165 F.2d 791, 1948 U.S. App. LEXIS 4027
CourtEmergency Court of Appeals
DecidedJanuary 28, 1948
DocketNo. 424
StatusPublished
Cited by2 cases

This text of 165 F.2d 791 (Curtiss Candy Co. v. Clark) is published on Counsel Stack Legal Research, covering Emergency Court of Appeals primary law. Counsel Stack provides free access to over 12 million legal documents including statutes, case law, regulations, and constitutions.

Bluebook
Curtiss Candy Co. v. Clark, 165 F.2d 791, 1948 U.S. App. LEXIS 4027 (eca 1948).

Opinion

LINDLEY, Judge.

Complainant, a leading manufacturer and vendor of packaged food, including 5¡á-[793]*793candy bars, filed its complaint in this court after denial of its protest. An enforcement action is pending, charging that complainant manufactured, sold and delivered candy bars after May 11, 1942 materially reduced in size and weight to less than the lowest size and weight of those sold in March 1942, so that purchasers received approximately 6% less candy than they did during March 1942, without any corresponding reduction in the price charged therefor, whereby complainant increased the price of commodities sold and delivered by it in excess of the highest price charged by it during the month of March 1942.
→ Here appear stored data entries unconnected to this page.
PR #7969, opened 2018-02-28
Temporarily disable #7577, s.t. a proper deprecation cycle can be started

wilzbach:
Disables https://github.com/dlang/dmd/pull/7577 as it looks like a proper deprecation cycle is needed and 2.079 is right around the corner.

### DIFF
--- a/src/dmd/semantic2.d
+++ b/src/dmd/semantic2.d
@@ -352,6 +352,10 @@ private extern(C++) final class Semantic2Visitor : Visitor
         fd.semanticRun = PASS.semantic2;
 
         //printf("FuncDeclaration::semantic2 [%s] fd0 = %s %s\n", loc.toChars(), toChars(), type.toChars());
+
+        // https://issues.dlang.org/show_bug.cgi?id=18385
+        // Disable for 2.079, s.t. a deprecation cycle can be started with 2.080
+        if (0)
         if (fd.overnext && !fd.errors)
         {
             OutBuffer buf1;
--- a/test/fail_compilation/fail17492.d
+++ b/test/fail_compilation/fail17492.d
@@ -1,4 +1,8 @@
-/* TEST_OUTPUT:
+/*
+https://issues.dlang.org/show_bug.cgi?id=18385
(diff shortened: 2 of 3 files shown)


JinShil:
I support "revert first, talk (in-depth) later".  We might want to add DWT to the CI, after this is done so future fix can be tested.

JinShil:
It appears `DISABLED` isn't working for `win`.

timotheecour:
@wilzbach if we're not deprecating, can we at least print something (at least as option) when duplicate functions are seen by compiler? this helps catch bugs

wilzbach:
> It appears DISABLED isn't working for win.

Yeah looks like all other platform use e.g. `linux` for `OS`, but Windows sets `win32` and `win64` for `OS` (please don't ask me why!).
That means that this fails:

```
if (testArgs.disabledPlatforms.canFind(envData.os, envData.os ~ envData.model))
```

The problem is that the variadic is the wrong way around - it should be sth. like `[envData.os, envData.os ~ envData.model].canFind(testArgs)`. I will submit this as separate PR though.

wilzbach:
The Windows failure on auto-tester is unrelated - https://github.com/braddr/d-tester/issues/71

wilzbach:
Going to merge this now as the 2.079 release is approaching soon and we want to avoid releasing any potential regressions and this change seems like it needs more time and discussions.
For the record: the auto-tester failures are unrelated and due to https://github.com/braddr/d-tester/issues/71 and https://github.com/braddr/d-tester/issues/70 and FreeBSD 32-64 is just randomly failing on opening a file in druntime...

jacob-carlborg:
> We might want to add DWT to the CI, after this is done so future fix can be tested

I’ve been planning to do that. But I think there are some other depreciations that I thought it would be good to fix first.

jacob-carlborg:
@JinShil If we can get this merged into master as well I can added DWT to the CI. I've already have an open PR https://github.com/dlang/ci/pull/183.

JinShil:
Cherry-pick to master: #7974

Complainant attacks the validity of two regulations upon which the government relies in the enforcement suit. General Maximum Price Regulation issued November 9, 1942 (7 F.R. 9244) provided, as to foods, that the seller’s maximum price for any commodity should be the highest charged by it during March 1942. Maximum Price Regulation 262, having to do with peanut bars, issued December 14, 1942 (8 F.R. 262), Sections 1351.955 (b) .956, .965 and .966, prescribed a formula in effect reaching the same result as General Maximum Price Regulation. Consequently, for the purposes of this decision, the applicable regulations established maximum prices for complainant’s candy bars as the highest price charged during March 1942.
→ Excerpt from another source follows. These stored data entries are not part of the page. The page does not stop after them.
PR #7971, opened 2018-02-28
 Fix Issue 18516: Add -vnrvo switch 

ibuclaw:
And replace those fragile pointer comparison tests with verbatim output tests.

### DIFF
--- a/src/dmd/cli.d
+++ b/src/dmd/cli.d
@@ -566,6 +566,9 @@ dmd -cov -unittest myprog.d
         Option("vgc",
             "list all gc allocations including hidden ones"
         ),
+        Option("vnrvo",
+            "list all functions that return using named return value optimization"
+        ),
         Option("vtls",
             "list all variables going into thread local storage"
         ),
--- a/src/dmd/globals.d
+++ b/src/dmd/globals.d
@@ -100,6 +100,7 @@ struct Param
     bool vgc;               // identify gc usage
     bool vfield;            // identify non-mutable field variables
     bool vcomplex;          // identify complex/imaginary type usage
+    bool vnrvo;             // identify calls returning with nrvo
     ubyte symdebug;         // insert debug symbolic information
     bool symdebugref;       // insert debug information for all referenced types, too
     bool alwaysframe;       // always emit standard stack frame
--- a/src/dmd/globals.h
+++ b/src/dmd/globals.h
@@ -77,6 +77,7 @@ struct Param
     bool vgc;           // identify gc usage
     bool vfield;        // identify non-mutable field variables
     bool vcomplex;      // identify complex/imaginary type usage
+    bool vnrvo;         // identify calls returning with nrvo
     char symdebug;      // insert debug symbolic information
     bool symdebugref;   // insert debug information for all referenced types, too
     bool alwaysframe;   // always emit standard stack frame
--- a/src/dmd/mars.d
+++ b/src/dmd/mars.d
@@ -1695,6 +1695,8 @@ private bool parseCommandLine(const ref Strings arguments, const size_t argc, re
                 params.showColumns = true;
             else if (arg == "-vgc") // https://dlang.org/dmd.html#switch-vgc
                 params.vgc = true;
+            else if (arg == "-vnrvo") // https://dlang.org/dmd.html#switch-vnrvo
+                params.vnrvo = true;
             else if (startsWith(p + 1, "verrors")) // https://dlang.org/dmd.html#switch-verrors
             {
                 if (p[8] == '=' && isdigit(cast(char)p[9]))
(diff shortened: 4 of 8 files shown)


src/dmd/cli.d
```diff
@@ -566,6 +566,9 @@ dmd -cov -unittest myprog.d
         Option("vgc",
             "list all gc allocations including hidden ones"
         ),
+        Option("vnrvo",
+            "list all functions that return using named return value optimization"
+        ),
```
wilzbach: If we expose it publicly, we should probably add it a full changelog entry for it?

wilzbach (approved):
I like this. Looks a lot cleaner than before!

src/dmd/cli.d
ibuclaw: Probably, I also put in a link that doesn't exist yet either.

WalterBright:
I don't see where the "verbatim output tests" are?

ibuclaw:
@WalterBright search for `TEST_OUTPUT` in the testnrvo.d file.

WalterBright:
@ibuclaw ok I see it.

This PR looks good except for one thing - adding a new command line switch. We seem to be adding them like rabbits. This one appears to have no value to anyone but the compiler tester, and yet it's going to take up space in any command line description, and contributes to a daunting list of them. This list of switches is off-putting to anyone starting with D, and also doubles the number of tests needed to be run if one is looking at it from a combinatorial perspective.

I suggest instead making it a `__traits(isNRVO, functionName)`, which:

1. moves it to a rarely read section of the spec
2. makes the test program self-contained
3. makes it available for introspection by future metaprogrammers

The idea is analogous to why I proposed `__traits(isReturnOnStack, functionName)`.

ibuclaw:
A few problems having it as a trait:
- Needs full semantic, possibly of both nested and parent functions also.
- Closures may turn off the optimization, and we don't know until the codegen pass if one will be created.
- Because struct literals can be returned this way, the only feasible implementation is walking the body to pull out and analyse all return statements.
- Became of this, may want to cache the results for multiple invocations, but cache might be invalidated by closures, or other reasons the target may decide during codegen.
- The value this has for introspection is low, as there is no semantic guarantee about nrvo in the language. And in codegen it generates a move assigned rather than copy to/from temporary.

Initially I had wanted to underline all calls that returned this way, however there is no way to distinguish between RVO and NRVO. I'm not sure of the distinction either in dmd, but perhaps noting any calls that return via hidden pointer may be more useful.

Again though, we can't introspect if a function call returns by hidden pointer until the codegen stage when the hidden slot is set up.

ibuclaw:
> The idea is analogous to why I proposed __traits(isReturnOnStack, functionName).

I'm not even sure if that can be reliably done also. A backend optimizer could decide during finalising codegen that a nested function that doesn't escape no longer has an ABI and so can return in whatever way it deems the cheapest.

Not a problem for dmd though where language and target are meshed together.

andralex:
I really think we must do something to stop inflation of command line switches. If we need to add one for every small thing we can think of listing, then we've lost.

andralex (changes requested):
Asking for changes - can this please be done without a new compiler switch?

jacob-carlborg:
Can we do something like Clang (and I think GCC) is doing. That is, to have a driver and a frontend. The frontend has significantly more flags available than the driver.

ibuclaw:
Actually what gcc and probably clang do are dumping a specific ast pass and scanning for a special pattern on the line it expects it.

WalterBright:
> Needs full semantic, possibly of both nested and parent functions also.

Only of the function itself and its nested functions, though the latter are naturally done to do semantic of the function anyway.

> Closures may turn off the optimization

They may indeed, and this is calculated in toir.d. But I think this can be moved the semantic phase. Ditto for where it is also turned off in glue.d. (Such moving should be done in separate PRs.)

With this, there are these states:

1. does nrvo
2. does not do nrvo
3. may do nrvo

which may be good enough for test porpoises.

ibuclaw:
> which may be good enough for test porpoises

@WalterBright - and about returning true for all functions that returns via hidden pointer (both RVO and NRVO).

I ask because you only need to analyse the return type to detect RVO, rather than walk the function body and make adjustments for closures to determine NRVO.

WalterBright:
I don't understand what RVO has to do with this PR?

ibuclaw:
@WalterBright - Because it wouldn't be expensive to just determine if a function returns by hidden pointer, compared to whether that hidden pointer is masking a named variable.

Never mind then, will do it the hard way.

WalterBright:
> Because it would be inexpensive to just determine if a function returns by hidden pointer, compared to whether that hidden pointer is masking a named variable.

There already is `__traits(isReturnOnStack, ...)`

wilzbach:
> I really think we must do something to stop inflation of command line switches. If we need to add one for every small thing we can think of listing, then we've lost.

Not sure whether it's better to have an inflation of `__traits`. Command line switches can be private, excluded from the docs and even excluded from the release build.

Complainant attacks the interpretation of the regulations by the Administrator to the effect that they prohibited the reduction of the weight of candy bars below the lowest actual running weight thereof during March 1942, regardless of any statement as to weight on the labels of the packages, unless the reduction of weight was accompanied by a corresponding reduction in the seller’s March 1942 price. This interpretation was approved by the Circuit Court of Appeals for the Eighth Circuit, in Brown v. Mars, Inc., 135 F.2d 843, 849, an enforcement action, wherein the decision of the same District Court which has jurisdiction of the enforcement suit now pending against complainant was reversed. The court said: “That these products are sold by piece and not by weight is of no effect. Candy is a food. Weight is one measure of the amount of food. Many kinds of foods are sold by piece or by package. Any decrease in weight of such without a corresponding decrease in price has clearly the same effect, on the purchaser and on the seller, as an increase in price — less is sold for the same money. The degree of decrease in weight with resultant effect of increase in price is not material for reasons hereinbefore stated. That taste is the purchasing incentive is not material — the Act has no concern with why the purchaser buys but only with whether he pays more than the established maximum price.” This was in substantial agreement with the Administrator’s interpretation: “Decreases in size, where the new size replaces the old, and especially where it is offered for sale to the same purchasers, must in all cases be accompanied by a proportionate decrease in price unless, as will rarely be the case, the seller can establish that he is meeting a distinctly different market demand. * * * Manufacturers who are in doubt as to the application of this standard should apply for a section 3 (b) order or, if circumstances of hardship or out-of-lineness are present, in the alternative for adjustment under Section 18. * * * Where the proportionate increase or decrease results in a unit figure containing a fraction of a cent, the manufacturer or wholesaler must multiply such fractional per unit figure by the number of units in each order.”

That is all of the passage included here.